L’inédie de Thérèse Neumann, documentée médicalement, présente des caractéristiques remarquablement similaires, bien qu’exprimées dans un contexte chrétien. Depuis 1923, elle ne consomme qu’une hostie consacrée par jour, sans manifester le moindre signe de déshydratation ou de carence nutritionnelle. Les observations médicales rigoureuses menées en 1927 ont confirmé cette capacité extraordinaire. Pendant ces périodes d’observation, Thérèse maintient non seulement son poids et sa vitalité, mais continue également de perdre du sang chaque vendredi lors de ses expériences mystiques des stigmates, sans que cela n’affecte son état général.
Le parallèle entre ces deux phénomènes soulève des questions sur la nature de la conscience et ses capacités à transcender les limites apparentes du corps physique. La science moderne, bien que généralement sceptique face à ces manifestations, commence à explorer des domaines qui pourraient offrir des pistes de compréhension : l’influence de la conscience sur la matière, les champs bioénergétiques, et les états modifiés de conscience.
Un message universel pour notre temps
La rencontre entre Paramahansa Yogananda et Thérèse Neumann résonne avec une pertinence particulière dans notre monde contemporain, où le dialogue interreligieux et la quête d’une spiritualité authentique n’ont jamais été aussi essentiels. Au-delà des phénomènes extraordinaires qui ont marqué leur rencontre, c’est avant tout le message d’unité spirituelle qui émerge de leur dialogue qui mérite notre attention. Source de la photo: Yogananda site.

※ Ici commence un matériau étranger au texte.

PR #1433, opened 2022-04-22
WEBUI-769: nuxeo-document-tree unit tests

richardsd:
Feedback is more than welcome, because there's a lot of space for improvements :)

### DIFF
--- a/test/nuxeo-document-tree.test.js
+++ b/test/nuxeo-document-tree.test.js
@@ -1,0 +1,346 @@
+/**
+@license
+(C) Copyright Nuxeo Corp. (http://nuxeo.com/)
+
+Licensed under the Apache License, Version 2.0 (the "License");
+you may not use this file except in compliance with the License.
+You may obtain a copy of the License at
+
+    http://www.apache.org/licenses/LICENSE-2.0
+
+Unless required by applicable law or agreed to in writing, software
+distributed under the License is distributed on an "AS IS" BASIS,
+WITHOUT WARRANTIES OR CONDITIONS OF ANY KIND, either express or implied.
+See the License for the specific language governing permissions and
+limitations under the License.
+*/
+import { fixture, flush, html, isElementVisible, login } from '@nuxeo/testing-helpers';
+import '@nuxeo/nuxeo-ui-elements/nuxeo-icons.js';
+import '@polymer/iron-icons/iron-icons.js';
+import '@polymer/iron-icons/hardware-icons.js';
+import '../elements/nuxeo-document-tree/nuxeo-document-tree.js';
+
+// mock the label for the document tree root
+window.nuxeo.I18n.language = 'en';
+window.nuxeo.I18n.en = window.nuxeo.I18n.en || {};
+window.nuxeo.I18n.en['browse.root'] = 'Root';
+
+const jsonHeader = { 'Content-Type': 'application/json' };
+
+// root document definition
+const rootDocument = {
+  'entity-type': 'document',
+  repository: 'default',
+  uid: '1',
+  path: '/',
+  type: 'Root',
+  parentRef: '/',
+  title: 'Root',
+  properties: {},
+  facets: ['Folderish', 'NXTag', 'NotCollectionMember'],
+  schemas: [
+    {
+      name: 'common',
+      prefix: 'common',
+    },
+    {
+      name: 'dublincore',
+      prefix: 'dc',
+    },
+    {
+      name: 'facetedTag',
+      prefix: 'nxtag',
+    },
+  ],
+  contextParameters: {
+    hasFolderishChild: true,
+  },
+};
+
+// root content children
+const rootChildrenResponse = {
+  'entity-type': 'documents',
+  isPaginable: true,
+  resultsCount: 3,
+  pageSize: 40,
+  maxPageSize: 40,
+  resultsCountLimit: 40,
+  currentPageSize: 3,
+  currentPageIndex: 0,
+  currentPageOffset: 0,
+  numberOfPages: 1,
+  isPreviousPageAvailable: false,
+  isNextPageAvailable: false,
+  isLastPageAvailable: false,
+  isSortable: true,
+  totalSize: 3,
+  pageIndex: 0,
+  pageCount: 1,
+  entries: [
+    {
+      'entity-type': 'document',
+      repository: 'default',
+      uid: '2',
+      path: '/default-domain/folder1',
+      type: 'Folder',
+      parentRef: '1',
+      title: 'Folder 1',
+      properties: {},
+      facets: ['Folderish', 'NXTag', 'SuperSpace', 'HiddenInCreation', 'NotCollectionMember'],
+      schemas: [
+        {
+          name: 'common',
+          prefix: 'common',
+        },
+        {
+          name: 'dublincore',
+          prefix: 'dc',
+        },
+        {
+          name: 'facetedTag',
+          prefix: 'nxtag',
+        },
+      ],
+    },
+    {
+      'entity-type': 'document',
+      repository: 'default',
+      uid: '3',
+      path: '/default-domain/folder2',
+      type: 'Folder',
+      parentRef: '1',
+      title: 'Folder 2',
+      properties: {},
+      facets: ['Folderish', 'NXTag', 'SuperSpace', 'HiddenInCreation', 'NotCollectionMember', 'MasterPublishSpace'],
+      schemas: [
+        {
+          name: 'common',
+          prefix: 'common',
+        },
+        {
+          name: 'dublincore',
+          prefix: 'dc',
+        },
+        {
+          name: 'facetedTag',
+          prefix: 'nxtag',
+        },
+      ],
+    },
+    {
+      'entity-type': 'document',
+      repository: 'default',
+      uid: '4',
+      path: '/default-domain/folder3',
+      type: 'Folder',
+      parentRef: '1',
+      title: 'Folder 3',
+      properties: {},
+      facets: ['Folderish', 'NXTag', 'SuperSpace', 'HiddenInCreation', 'NotCollectionMember'],
+      schemas: [
+        {
+          name: 'common',
+          prefix: 'common',
+        },
+        {
+          name: 'dublincore',
+          prefix: 'dc',
+        },
+        {
+          name: 'facetedTag',
+          prefix: 'nxtag',
+        },
+      ],
+      contextParameters: {
+        hasFolderishChild: true,
+      },
+    },
+  ],
+};
+
+// folder 3 children
+const folderChildrenResponse = {
+  'entity-type': 'documents',
+  isPaginable: true,
+  resultsCount: 2,
+  pageSize: 40,
+  maxPageSize: 40,
+  resultsCountLimit: 40,
+  currentPageSize: 2,
+  currentPageIndex: 0,
+  currentPageOffset: 0,
+  numberOfPages: 1,
+  isPreviousPageAvailable: false,
+  isNextPageAvailable: false,
+  isLastPageAvailable: false,
+  isSortable: true,
+  hasError: false,
+  errorMessage: null,
+  totalSize: 2,
+  pageIndex: 0,
+  pageCount: 1,
+  entries: [
+    {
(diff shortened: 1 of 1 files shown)


test/nuxeo-document-tree.test.js
```diff
@@ -0,0 +1,456 @@
...
+const getTreeNodeByUid = (el, uid) => el.shadowRoot.querySelector(`nuxeo-tree-node[data-uid="${uid}"]`);
+
+const waitForTreeNodeLoading = async (tree, node = null) => {
+  const rootNode = node || getTreeRoot(tree);
+  const spinner = getNodeLoadingSpinner(rootNode);
+  expect(isElementVisible(rootNode)).to.be.true;
+  if (rootNode.loading) {
+    await waitForAttrMutation(spinner, 'active', null);
+  }
+  expect(isElementVisible(rootNode)).to.be.true;
```
Gabez0r: Why are we doing `expect(isElementVisible(rootNode)).to.be.true;` before and after the spinner being active?

test/nuxeo-document-tree.test.js
```diff
@@ -0,0 +1,456 @@
...
+window.nuxeo.I18n.en['browse.root'] = 'Root';
+
+const jsonHeader = { 'Content-Type': 'application/json' };
+
+// generate a document for the tree
+const generateDocument = ({ uid, type, parentRef, parentPath, isFolderish }) => {
+  const doc = {
+    'entity-type': 'document',
+    repository: 'default',
+    uid,
```
Gabez0r, line 53: Could we make this automatic, with a counter, so that it is one less parameter to specify? I guess this wouldn't make sense if we have to keep parentRef.

test/nuxeo-document-tree.test.js
```diff
@@ -0,0 +1,456 @@
...
+    path: type === 'Root' ? '/' : `/${parentPath}/${type}${uid}`,
+    type,
+    parentRef,
```
Gabez0r, line 56: Do we need to have the parentRef?

test/nuxeo-document-tree.test.js
```diff
@@ -0,0 +1,456 @@
...
+    resultsCountLimit: 40,
+    currentPageSize: entries.length,
+    currentPageIndex: 0,
+    currentPageOffset: 0,
+    numberOfPages: 1,
+    isPreviousPageAvailable: false,
+    isNextPageAvailable: false,
+    isLastPageAvailable: false,
+    isSortable: true,
+    totalSize: entries,
```
Gabez0r: Shouldn't this be?:
```suggestion
    totalSize: entries.length,
```

test/nuxeo-document-tree.test.js
```diff
@@ -0,0 +1,456 @@
...
+      true,
+    );
+    documentTree.document = rootDocument;
+    await flush();
+    // wait for the tree to finish loading
+    await waitForTreeNodeLoading(documentTree);
+
+    // assert that the nodes have been rendered
+    const nodes = getTreeNodes(documentTree);
+    assert.equal(nodes.length, 4, 'Tree nodes not loaded yet.');
```
Gabez0r: We are mixing assert with expect. Perhaps we could use just one of them?

test/nuxeo-document-tree.test.js
```diff
@@ -0,0 +1,456 @@
...
+
+const getTreeRoot = (el) => el.$$('nuxeo-tree-node#root');
+const getNodeLoadingSpinner = (el) => el.querySelector('paper-spinner');
+const getTreeNodes = (el) => el.shadowRoot.querySelectorAll('nuxeo-tree-node');
+const getTreeNodeByUid = (el, uid) => el.shadowRoot.querySelector(`nuxeo-tree-node[data-uid="${uid}"]`);
+
+const waitForTreeNodeLoading = async (tree, node = null) => {
+  const rootNode = node || getTreeRoot(tree);
+  const spinner = getNodeLoadingSpinner(rootNode);
+  expect(isElementVisible(rootNode)).to.be.true;
```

Ces deux êtres d’exception nous démontrent que les frontières entre traditions spirituelles sont plus perméables qu’il n’y paraît. Alors que Yogananda reconnaît dans l’expérience de Thérèse les principes du pranisme yogique, celle-ci valide intuitivement sa compréhension, illustrant comment des vérités identiques peuvent s’exprimer à travers des langages et des traditions différents. Cette reconnaissance mutuelle nous invite à dépasser nos cloisonnements religieux pour rechercher l’essence universelle qui sous-tend toutes les traditions authentiques.
Les phénomènes mystiques qu’ils incarnent, loin d’être de simples curiosités, témoignent des potentialités extraordinaires de l’être humain lorsqu’il atteint des états de conscience supérieurs. L’inédie de Thérèse et le pranisme des yogis nous rappellent que notre compréhension de la réalité et des lois qui la gouvernent reste limitée. Ces manifestations nous invitent à l’humilité face au mystère de l’existence et à l’ouverture d’esprit devant des expériences qui défient notre rationalité.
Pour les chercheurs spirituels d’aujourd’hui, qu’ils soient issus du yoga, du christianisme ou d’autres traditions, cette rencontre historique porte un message d’espoir et d’encouragement. Dans un monde où les divisions religieuses continuent de générer des conflits, l’exemple de Yogananda et Thérèse Neumann nous montre la voie d’une spiritualité capable de reconnaître et de célébrer l’unité dans la diversité.